*Task to carry out:*
Extract, unchanged, every line from the top of the material below through the line with "Thank you @mn2007 san, I will check it later...", and no more.

*Source information:*
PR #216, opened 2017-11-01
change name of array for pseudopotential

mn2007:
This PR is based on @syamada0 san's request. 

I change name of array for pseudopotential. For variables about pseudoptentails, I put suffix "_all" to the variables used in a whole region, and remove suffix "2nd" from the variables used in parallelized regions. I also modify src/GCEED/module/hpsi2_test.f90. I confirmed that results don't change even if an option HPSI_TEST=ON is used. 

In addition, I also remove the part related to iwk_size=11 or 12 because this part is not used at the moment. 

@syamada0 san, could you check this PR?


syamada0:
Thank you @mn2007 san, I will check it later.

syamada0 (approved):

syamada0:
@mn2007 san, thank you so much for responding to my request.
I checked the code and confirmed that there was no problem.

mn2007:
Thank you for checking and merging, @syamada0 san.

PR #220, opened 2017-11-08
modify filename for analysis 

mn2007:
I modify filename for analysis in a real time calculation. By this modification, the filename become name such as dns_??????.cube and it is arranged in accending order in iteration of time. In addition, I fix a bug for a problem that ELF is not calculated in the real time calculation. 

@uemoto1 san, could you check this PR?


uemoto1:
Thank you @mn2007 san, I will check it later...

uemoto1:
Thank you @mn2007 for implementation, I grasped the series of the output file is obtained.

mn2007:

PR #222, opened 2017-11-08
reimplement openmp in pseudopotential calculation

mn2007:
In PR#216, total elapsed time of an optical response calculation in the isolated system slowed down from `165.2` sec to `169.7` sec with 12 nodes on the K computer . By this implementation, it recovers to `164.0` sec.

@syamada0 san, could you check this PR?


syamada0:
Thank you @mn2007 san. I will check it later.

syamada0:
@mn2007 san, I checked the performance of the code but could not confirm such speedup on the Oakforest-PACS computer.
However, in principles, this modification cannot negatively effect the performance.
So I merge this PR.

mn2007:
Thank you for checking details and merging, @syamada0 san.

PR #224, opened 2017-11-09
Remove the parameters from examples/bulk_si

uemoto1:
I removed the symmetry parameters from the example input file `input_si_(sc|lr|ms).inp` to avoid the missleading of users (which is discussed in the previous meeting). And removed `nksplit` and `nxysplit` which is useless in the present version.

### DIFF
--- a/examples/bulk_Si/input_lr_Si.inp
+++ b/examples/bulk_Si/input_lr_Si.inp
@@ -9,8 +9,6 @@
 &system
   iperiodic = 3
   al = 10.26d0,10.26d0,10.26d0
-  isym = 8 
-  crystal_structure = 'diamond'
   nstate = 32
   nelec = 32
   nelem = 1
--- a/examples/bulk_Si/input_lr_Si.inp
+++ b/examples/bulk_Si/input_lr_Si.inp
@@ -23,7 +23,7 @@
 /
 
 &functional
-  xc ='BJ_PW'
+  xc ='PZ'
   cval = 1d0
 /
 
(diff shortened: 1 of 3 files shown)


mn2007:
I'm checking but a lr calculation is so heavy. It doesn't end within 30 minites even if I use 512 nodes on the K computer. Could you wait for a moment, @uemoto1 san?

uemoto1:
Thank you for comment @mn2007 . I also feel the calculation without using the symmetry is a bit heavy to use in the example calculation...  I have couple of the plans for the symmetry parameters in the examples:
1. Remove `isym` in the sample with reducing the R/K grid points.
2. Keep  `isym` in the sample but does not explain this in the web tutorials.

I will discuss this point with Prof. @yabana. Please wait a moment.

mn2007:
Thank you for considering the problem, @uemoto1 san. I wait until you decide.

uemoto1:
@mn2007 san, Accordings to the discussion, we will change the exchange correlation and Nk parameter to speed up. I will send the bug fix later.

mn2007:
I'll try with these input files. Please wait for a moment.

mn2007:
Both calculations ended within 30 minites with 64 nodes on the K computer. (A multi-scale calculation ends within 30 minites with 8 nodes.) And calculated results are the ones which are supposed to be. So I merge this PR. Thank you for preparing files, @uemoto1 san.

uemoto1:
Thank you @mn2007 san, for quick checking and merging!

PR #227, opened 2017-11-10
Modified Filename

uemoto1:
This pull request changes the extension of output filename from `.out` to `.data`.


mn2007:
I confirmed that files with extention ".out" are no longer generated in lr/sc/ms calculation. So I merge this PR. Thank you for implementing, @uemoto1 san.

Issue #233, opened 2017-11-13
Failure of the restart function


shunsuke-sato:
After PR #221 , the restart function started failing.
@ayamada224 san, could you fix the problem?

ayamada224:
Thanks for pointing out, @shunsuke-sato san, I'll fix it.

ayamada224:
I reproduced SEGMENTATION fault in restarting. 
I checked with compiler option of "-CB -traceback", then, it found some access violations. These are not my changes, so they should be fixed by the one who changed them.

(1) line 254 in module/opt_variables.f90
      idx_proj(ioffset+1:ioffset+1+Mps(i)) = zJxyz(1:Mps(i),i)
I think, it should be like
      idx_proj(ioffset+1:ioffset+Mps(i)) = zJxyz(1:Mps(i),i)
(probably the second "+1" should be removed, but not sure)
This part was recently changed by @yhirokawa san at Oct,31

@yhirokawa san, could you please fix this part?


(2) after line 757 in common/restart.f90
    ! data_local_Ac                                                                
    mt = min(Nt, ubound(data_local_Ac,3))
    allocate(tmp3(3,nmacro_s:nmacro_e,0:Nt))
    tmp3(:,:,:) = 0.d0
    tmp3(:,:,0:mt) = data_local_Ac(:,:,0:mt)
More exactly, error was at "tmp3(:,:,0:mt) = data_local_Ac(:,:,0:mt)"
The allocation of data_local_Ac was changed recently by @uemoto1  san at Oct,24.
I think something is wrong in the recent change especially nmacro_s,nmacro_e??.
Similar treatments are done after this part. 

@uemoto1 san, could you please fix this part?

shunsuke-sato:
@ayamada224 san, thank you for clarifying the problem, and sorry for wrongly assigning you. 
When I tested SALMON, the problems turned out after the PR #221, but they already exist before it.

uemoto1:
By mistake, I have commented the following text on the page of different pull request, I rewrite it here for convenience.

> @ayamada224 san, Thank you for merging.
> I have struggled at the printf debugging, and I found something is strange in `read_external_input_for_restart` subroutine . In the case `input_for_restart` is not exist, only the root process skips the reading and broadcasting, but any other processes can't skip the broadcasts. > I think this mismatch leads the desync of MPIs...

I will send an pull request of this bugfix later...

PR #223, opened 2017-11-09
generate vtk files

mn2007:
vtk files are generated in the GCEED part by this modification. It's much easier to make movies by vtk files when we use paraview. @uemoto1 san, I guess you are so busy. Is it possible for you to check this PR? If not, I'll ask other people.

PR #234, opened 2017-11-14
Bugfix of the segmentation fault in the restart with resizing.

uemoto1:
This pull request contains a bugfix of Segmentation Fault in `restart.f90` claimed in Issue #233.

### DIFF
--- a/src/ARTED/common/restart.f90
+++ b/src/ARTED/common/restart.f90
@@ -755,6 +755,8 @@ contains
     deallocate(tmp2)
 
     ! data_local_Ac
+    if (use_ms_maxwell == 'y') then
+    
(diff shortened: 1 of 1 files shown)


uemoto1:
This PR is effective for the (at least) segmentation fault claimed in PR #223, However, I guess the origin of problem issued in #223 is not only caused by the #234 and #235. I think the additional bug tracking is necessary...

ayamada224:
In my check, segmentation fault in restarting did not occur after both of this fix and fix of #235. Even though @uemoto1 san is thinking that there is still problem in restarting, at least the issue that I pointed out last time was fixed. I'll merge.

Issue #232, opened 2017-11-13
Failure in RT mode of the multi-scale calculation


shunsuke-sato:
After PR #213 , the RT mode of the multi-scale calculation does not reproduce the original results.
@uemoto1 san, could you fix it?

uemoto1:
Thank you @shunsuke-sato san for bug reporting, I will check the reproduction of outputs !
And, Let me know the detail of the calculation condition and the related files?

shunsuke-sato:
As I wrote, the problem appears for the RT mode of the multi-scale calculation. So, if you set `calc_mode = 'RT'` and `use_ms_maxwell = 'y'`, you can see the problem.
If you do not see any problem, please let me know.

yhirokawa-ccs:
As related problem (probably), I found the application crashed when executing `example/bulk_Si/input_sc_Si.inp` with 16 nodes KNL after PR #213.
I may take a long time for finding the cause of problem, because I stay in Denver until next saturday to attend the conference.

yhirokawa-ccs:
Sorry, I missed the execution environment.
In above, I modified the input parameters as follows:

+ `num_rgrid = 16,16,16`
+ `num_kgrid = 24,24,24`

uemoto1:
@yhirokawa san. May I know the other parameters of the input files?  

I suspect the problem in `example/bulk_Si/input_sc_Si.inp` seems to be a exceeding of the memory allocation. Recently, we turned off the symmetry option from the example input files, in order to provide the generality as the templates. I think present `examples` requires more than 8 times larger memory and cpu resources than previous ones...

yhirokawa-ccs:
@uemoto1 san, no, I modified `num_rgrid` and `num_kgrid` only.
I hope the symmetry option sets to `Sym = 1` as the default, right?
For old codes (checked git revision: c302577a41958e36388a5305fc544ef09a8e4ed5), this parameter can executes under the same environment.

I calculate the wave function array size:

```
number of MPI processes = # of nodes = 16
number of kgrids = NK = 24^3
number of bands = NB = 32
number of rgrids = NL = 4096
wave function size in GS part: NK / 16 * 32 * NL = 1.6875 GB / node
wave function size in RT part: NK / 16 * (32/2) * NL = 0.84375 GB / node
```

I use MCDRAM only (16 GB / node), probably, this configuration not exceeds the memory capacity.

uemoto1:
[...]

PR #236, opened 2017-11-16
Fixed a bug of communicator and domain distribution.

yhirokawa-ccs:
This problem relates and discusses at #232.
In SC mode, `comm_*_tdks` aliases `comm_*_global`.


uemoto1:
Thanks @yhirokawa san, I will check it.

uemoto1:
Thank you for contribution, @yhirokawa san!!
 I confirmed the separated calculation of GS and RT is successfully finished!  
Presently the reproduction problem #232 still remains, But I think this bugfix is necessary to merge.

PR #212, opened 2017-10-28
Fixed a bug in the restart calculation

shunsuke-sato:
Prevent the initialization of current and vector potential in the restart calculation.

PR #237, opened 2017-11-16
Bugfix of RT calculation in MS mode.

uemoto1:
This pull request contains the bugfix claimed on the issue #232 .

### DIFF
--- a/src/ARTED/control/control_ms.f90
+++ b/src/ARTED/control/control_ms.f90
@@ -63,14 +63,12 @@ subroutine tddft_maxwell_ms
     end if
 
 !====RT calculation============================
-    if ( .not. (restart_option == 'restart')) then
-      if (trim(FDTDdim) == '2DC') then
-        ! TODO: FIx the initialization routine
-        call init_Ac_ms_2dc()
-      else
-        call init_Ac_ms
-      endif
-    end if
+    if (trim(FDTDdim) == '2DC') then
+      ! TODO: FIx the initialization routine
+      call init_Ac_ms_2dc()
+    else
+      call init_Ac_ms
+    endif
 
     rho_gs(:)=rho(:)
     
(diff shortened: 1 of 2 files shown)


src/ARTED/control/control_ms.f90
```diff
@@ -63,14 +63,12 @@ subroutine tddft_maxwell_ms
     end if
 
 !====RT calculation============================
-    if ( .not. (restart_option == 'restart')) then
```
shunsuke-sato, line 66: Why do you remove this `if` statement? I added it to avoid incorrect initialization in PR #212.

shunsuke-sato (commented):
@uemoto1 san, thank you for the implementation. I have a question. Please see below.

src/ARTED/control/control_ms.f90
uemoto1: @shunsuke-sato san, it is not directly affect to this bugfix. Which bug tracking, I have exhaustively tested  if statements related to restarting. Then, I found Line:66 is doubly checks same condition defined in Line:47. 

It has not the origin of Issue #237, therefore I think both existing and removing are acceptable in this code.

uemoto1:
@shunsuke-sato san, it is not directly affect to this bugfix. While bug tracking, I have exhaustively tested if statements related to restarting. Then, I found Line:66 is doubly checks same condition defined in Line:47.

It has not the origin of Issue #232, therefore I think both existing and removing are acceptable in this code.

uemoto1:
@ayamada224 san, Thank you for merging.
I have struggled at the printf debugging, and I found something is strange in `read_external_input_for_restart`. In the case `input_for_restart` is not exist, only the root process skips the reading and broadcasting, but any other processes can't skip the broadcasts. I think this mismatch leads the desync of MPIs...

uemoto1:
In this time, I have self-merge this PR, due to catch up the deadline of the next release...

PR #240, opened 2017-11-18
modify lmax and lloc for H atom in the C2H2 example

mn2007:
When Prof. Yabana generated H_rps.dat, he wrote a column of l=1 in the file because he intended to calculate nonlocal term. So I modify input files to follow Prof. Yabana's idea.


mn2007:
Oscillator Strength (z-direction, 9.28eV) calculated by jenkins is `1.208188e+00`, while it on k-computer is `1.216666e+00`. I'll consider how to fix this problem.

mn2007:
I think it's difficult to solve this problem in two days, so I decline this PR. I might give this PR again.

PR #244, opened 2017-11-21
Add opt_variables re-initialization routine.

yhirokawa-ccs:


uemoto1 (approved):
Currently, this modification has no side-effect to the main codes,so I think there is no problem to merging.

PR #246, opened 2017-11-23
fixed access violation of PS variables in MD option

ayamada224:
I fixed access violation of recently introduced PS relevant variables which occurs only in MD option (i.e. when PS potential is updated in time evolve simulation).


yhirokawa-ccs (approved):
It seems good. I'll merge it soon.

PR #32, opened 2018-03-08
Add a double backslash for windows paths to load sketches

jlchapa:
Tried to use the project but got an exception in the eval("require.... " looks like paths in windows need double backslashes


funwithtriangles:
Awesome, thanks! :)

*Exercise response:*
PR #216, opened 2017-11-01
change name of array for pseudopotential

mn2007:
This PR is based on @syamada0 san's request. 

I change name of array for pseudopotential. For variables about pseudoptentails, I put suffix "_all" to the variables used in a whole region, and remove suffix "2nd" from the variables used in parallelized regions. I also modify src/GCEED/module/hpsi2_test.f90. I confirmed that results don't change even if an option HPSI_TEST=ON is used. 

In addition, I also remove the part related to iwk_size=11 or 12 because this part is not used at the moment. 

@syamada0 san, could you check this PR?


syamada0:
Thank you @mn2007 san, I will check it later.

syamada0 (approved):

syamada0:
@mn2007 san, thank you so much for responding to my request.
I checked the code and confirmed that there was no problem.

mn2007:
Thank you for checking and merging, @syamada0 san.

PR #220, opened 2017-11-08
modify filename for analysis 

mn2007:
I modify filename for analysis in a real time calculation. By this modification, the filename become name such as dns_??????.cube and it is arranged in accending order in iteration of time. In addition, I fix a bug for a problem that ELF is not calculated in the real time calculation. 

@uemoto1 san, could you check this PR?


uemoto1:
Thank you @mn2007 san, I will check it later...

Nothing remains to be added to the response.